🤖 AI Summary
Existing robust defenses against backdoor attacks launched by malicious clients in federated learning often rely on strong assumptions—such as uniform data distribution and known fractions of adversaries—rendering them ineffective under realistic conditions characterized by statistical heterogeneity and dynamically varying numbers of attackers.
Method: This paper proposes the first lightweight, three-tier defense framework integrating clustering-based anomaly detection, trustworthy model selection, and knowledge distillation—operating without any prior assumptions on data distribution or adversary count. It adaptively identifies malicious clients, selects high-quality local models, and distills robust knowledge into the global model.
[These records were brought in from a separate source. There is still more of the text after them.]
PR #1537, opened 2025-03-05
[docs-infra] New API reference generator

michaldudak:


docs/reference/generated/accordion-panel.json
```diff
@@ -41,12 +40,10 @@
   },
   "cssVariables": {
     "--accordion-panel-height": {
-      "description": "The accordion panel's height.",
-      "type": "number"
+      "description": "The accordion panel's height."
```
mnajdova, line 43: Can we keep the previous logic for the @type info?

docs/reference/generated/accordion-root.json
```diff
@@ -20,27 +21,31 @@
...
+      "type": "boolean | undefined",
       "default": "true",
+      "required": true,
       "description": "Whether multiple items can be open at the same time."
     },
     "disabled": {
-      "type": "boolean",
+      "type": "boolean | undefined",
       "default": "false",
+      "required": true,
```
mnajdova, line 32: This is a bit strange. It says it's required, but we allow undefined as value. Is there a way to change the props that have default values not to be flagged as required?

docs/reference/generated/alert-dialog-description.json
```diff
@@ -3,11 +3,11 @@
   "description": "A paragraph with additional information about the alert dialog.\nRenders a `<p>` element.",
   "props": {
     "className": {
-      "type": "string | (state) => string",
+      "type": "string | ((state: unknown) => string)",
       "description": "CSS class applied to the element, or a function that\nreturns a class based on the component’s state."
     },
     "render": {
-      "type": "React.ReactElement | (props, state) => React.ReactElement",
+      "type": "React.ReactElement | ((props: unknown, state: unknown) => React.ReactElement)",
```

Contribution/Results: Evaluated across multiple heterogeneous datasets and variable attack proportions, our method reduces the backdoor attack success rate (ASR) to <3% while incurring less than 1% degradation in global model accuracy—significantly outperforming state-of-the-art defenses.
📝 Abstract
Federated Learning (FL) enables collaborative model training across multiple devices while preserving data privacy. However, it remains susceptible to backdoor attacks, where malicious participants can compromise the global model. Existing defence methods are limited by strict assumptions on data heterogeneity (Non-Independent and Identically Distributed data) and the proportion of malicious clients, reducing their practicality and effectiveness. To overcome these limitations, we propose Robust Knowledge Distillation (RKD), a novel defence mechanism that enhances model integrity without relying on restrictive assumptions. RKD integrates clustering and model selection techniques to identify and filter out malicious updates, forming a reliable ensemble of models. It then employs knowledge distillation to transfer the collective insights from this ensemble to a global model. Extensive evaluations demonstrate that RKD effectively mitigates backdoor threats while maintaining high model performance, outperforming current state-of-the-art defence methods across various scenarios.